Амбруаз подчеркивает еще одно чисто рыцарское качество брата Саладина, которого он называет «Сафадин Аркадии». Согласно поэту, он сильно восхищался Ричардом из-за его рыцарских подвигов и часто навещал его. Во время одного сражения под Яффой, 5 августа 1192 года, видя, что под королем пало уже две лошади, он приказал привести ему в полный разгар рукопашного боя Двух других скакунов. Амбруаз не прекращает восхвалять этот рыцарский поступок сарацина, который он описывает в стиле, близком к эпопее:

«Вот появился сарацин, который на быстром скакуне убирал с дороги других турок: это был доблестный Сафадин Аркадии, тот, что совершал большие подвиги и геройства. Он прискакал в спешке, как я вам уже говорил, ведя за собой двух арабских скакунов для короля Англии, и попросил его, ради тех подвигов, которые он видел, и ради своей смелости, оседлать их, в случае, если Бог поможет ему выбраться отсюда живым невредимым, и он ему как-нибудь это компенсирует59[1000]; позже он получил богатое вознаграждение. Король принял их с удовольствием и сказал, что, находясь в такой нужде, он примет и других от своего смертельного врага, если понадобится»60[1001].
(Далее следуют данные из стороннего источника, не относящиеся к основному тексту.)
Issue #32185, opened 2021-01-29
[4.0] Uncaught Reference Error - boostrap not definded


chmst:
### Steps to reproduce the issue
Fresh installation 4.0 dev, after npm ci. Open Global Configuration, watch Console

<img width="852" alt="bootstrap-not-defined" src="https://user-images.githubusercontent.com/1035262/106259117-145bc980-621f-11eb-9873-e77298be67de.PNG">

On Xampp, win10.

dgrammatiko:
That's probably because of a wrong order of the scripts. Try moving https://github.com/joomla/joomla-cms/blob/83d1e49f45c5d93688a7024b0dbd2795cfe9380e/layouts/joomla/form/field/media.php#L119-L120

before https://github.com/joomla/joomla-cms/blob/83d1e49f45c5d93688a7024b0dbd2795cfe9380e/layouts/joomla/form/field/media.php#L158

PS. Nope, that's not the problem. Change https://github.com/joomla/joomla-cms/blob/83d1e49f45c5d93688a7024b0dbd2795cfe9380e/build/media_source/system/js/fields/joomla-field-media.w-c.es6.js#L192
to 
```js
})(customElements, Joomla, bootstrap);
```

and https://github.com/joomla/joomla-cms/blob/83d1e49f45c5d93688a7024b0dbd2795cfe9380e/build/media_source/system/js/fields/joomla-field-media.w-c.es6.js#L1 to 

```js
((customElements, Joomla, bootstrap) => {
```

chmst:
With these changes 

((customElements, Joomla, bootstrap) => {
...
})(customElements, Joomla, bootstrap);

the first two errors have gone, it remains the third one at line 247.






<hr /><sub>This comment was created with the <a href="https://github.com/joomla/jissues">J!Tracker Application</a> at <a href="https://issues.joomla.org/tracker/joomla-cms/32185">issues.joomla.org/tracker/joomla-cms/32185</a>.</sub>

dgrammatiko:
Try changing
```js
&& bootstrap.Modal.getInstance(this.modalElement) === undefined)
```

to

```js
&& bootstrap.Modal.getInstance
&& bootstrap.Modal.getInstance(this.modalElement) === undefined)
```

chmst:
[...]

PR #32193, opened 2021-01-30
[4.0] Wrong order of scripts loading

dgrammatiko:
Pull Request for Issue #32185 .

### Summary of Changes

The fields Media and User have a dependency on the Bootstrap Modal but the order of the execution is wrong. The modal helper function needs to be called before including the field's own script

### Testing Instructions
- Login to the administrator area
- Go to Global Configuration and confirm that there are no console errors
- Edit an article and confirm no console errors and the `Created By`, `Intro Image` and `Full Article Image` fields still working

No


ceford:
I did not understand the testing instructions concerning User field in Article edit. However, in Users / Add User Note I get **Uncaught ReferenceError: bootstrap is not defined** which goes away after applying the patch. But I get this warning in the form: Notice: Undefined variable: uri in /Users/ceford/Sites/joomla-cms-4/layouts/joomla/form/field/user.php on line 61. <hr /><sub>This comment was created with the <a href="https://github.com/joomla/jissues">J!Tracker Application</a> at <a href="https://issues.joomla.org/tracker/joomla-cms/32193">issues.joomla.org/tracker/joomla-cms/32193</a>.</sub>

dgrammatiko:
> But I get this warning in the form: Notice: Undefined variable: uri in /Users/ceford/Sites/joomla-cms-4/layouts/joomla/form/field/user.php on line 61.

This should be fixed now with https://github.com/joomla/joomla-cms/pull/32193/commits/bf8f7ecdae1d02ca9cc9f1d22af30520bfd003f8

> I did not understand the testing instructions concerning User field in Article edit

Got to the Publishing tab and check the field `Created By`

chmst:
The notice in user field is ok now, but I stll have the error "uncaught.." in media field.

dgrammatiko:
> The notice in user field is ok now, but I stll have the error "uncaught.." in media field.

What URL?

chmst:
New article

dgrammatiko:
@chmst should be ok after https://github.com/joomla/joomla-cms/pull/32193/commits/4355940a6a00c914ef9536fc849cb1f91ede21aa

Fedik:
@dgrammatiko a better fix is to to call `Joomla.initialiseModal(this.modalElement, {isJoomla: true });`
not in `connectedCallback()`, but on first interaction, lazylly, and have an internal flag to mark that `Joomla.initialiseModal` was called.

Fedik:
Additionally, instead of callback I would use event:
```
Joomla.Event.dispatch(this.modalElement, 'joomla:initModal', {isJoomla: true });
```
So it does not strict to have `Joomla.initialiseModal`, and anyone can listen to this event.

You see, it useful :wink:

dgrammatiko:
> but on first interaction, lazylly, and have an internal flag to mark that Joomla.initialiseModal was called.

True, that a better implementation (btw this PR was done on Github UI, so...)

> Additionally, instead of callback I would use event:

In general, I will agree with you here that events are a better way. There are couple caveats here:
- Bootstrap.Modal itself is a constructor and all the code `Joomla.initialiseModal` is kinda a wrapper around it
- The callback is closer to the `bootstrap.Modal(element)`, so I guess easier for Joomla devs (might be wrong here)
- A way better model is Custom Elements, the constructor is on the actual element so no event no callbacks. The problem is that instead of `<bootstrap-modal>` we try to apply all the interactivity on a `<div>`...

Fedik:
> A way better model is Custom Elements,

Well, it already Custom Element :smile: 

I understood what you mean, however it not really a fix, example when on frondend I want to use FooBarModal.js instead of BotCrap.js.
Event or Callback still better in this case, because I can disable botcrap.js, and hook up my script.

> btw this PR was done on Github UI

Not bad as for Github UI :wink:

chmst:
I have tested this item :white_check_mark: successfully on 4355940a6a00c914ef9536fc849cb1f91ede21aa<hr /><sub>This comment was created with the <a href="https://github.com/joomla/jissues">J!Tracker Application</a> at <a href="https://issues.joomla.org/tracker/joomla-cms/32193">issues.joomla.org/tracker/joomla-cms/32193</a>.</sub>

dgrammatiko:
> I understood what you mean, however it not really a fix, example when on frondend I want to use FooBarModal.js

That's the big problem of `HTMLHelper` and `FormField` they need to become client-specific. Actually this is one of the major problems of Joomla and somehow it needs a realistic solution so finally the backend could be decoupled from the frontend.

Fedik:
> That's the big problem of HTMLHelper

I tried to reduce use of `HTMLHelper::_('bootstrap.foobar')` (and such) calls to  `$wa->useScript('bootstrap.foobar')`, but I see someone added much more fancy code there :smile: 

But not much important.

dgrammatiko:
> I see someone added much more fancy code there

If you have a better way then go ahead and change the code there. All I wanted to do there was to modularise the JS, eg include only the JS you need per route (instead of bringing both jQuery and the whole Bootstrap library even if all you wanted was a collapse component).

Fedik:
> If you have a better way then go ahead and change the code there. All I wanted to do there was to modularise the JS

As I said it is not much important for now. 
For now I made this #32204, so later we can improve it, when will have some more time.

dgrammatiko:
> when will have some more time.

Yeah let's patch only the really breaking or bad things for now and hopefully, we can improve things later on

Fedik:
I have tested this item :white_check_mark: successfully on 4355940a6a00c914ef9536fc849cb1f91ede21aa<hr /><sub>This comment was created with the <a href="https://github.com/joomla/jissues">J!Tracker Application</a> at <a href="https://issues.joomla.org/tracker/joomla-cms/32193">issues.joomla.org/tracker/joomla-cms/32193</a>.</sub>

chmst:
RTC<hr /><sub>This comment was created with the <a href="https://github.com/joomla/jissues">J!Tracker Application</a> at <a href="https://issues.joomla.org/tracker/joomla-cms/32193">issues.joomla.org/tracker/joomla-cms/32193</a>.</sub>

wilsonge:
Thanks!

«Рыцарское» поведение не всегда свойственно только Ричарду, и его, безусловно, можно приписать некоторым самым яростным его противникам, врагам христианства. Я вижу в этом доказательство вездесущности рыцарского идеала в мыслях хронистов того времени, готовых восхвалять в образе Ричарда, но также в лице его самых достойных противников, реальные или предполагаемые достоинства рыцарства. Существует «общая территория», система разделяемых ценностей, вне пределов социальных, расовых или религиозных различий. Это по крайней мере то, во что нас пытаются заставить поверить, и этот факт важен. Он свидетельствует о содержательности рыцарской идеологии в эпоху короля Ричарда.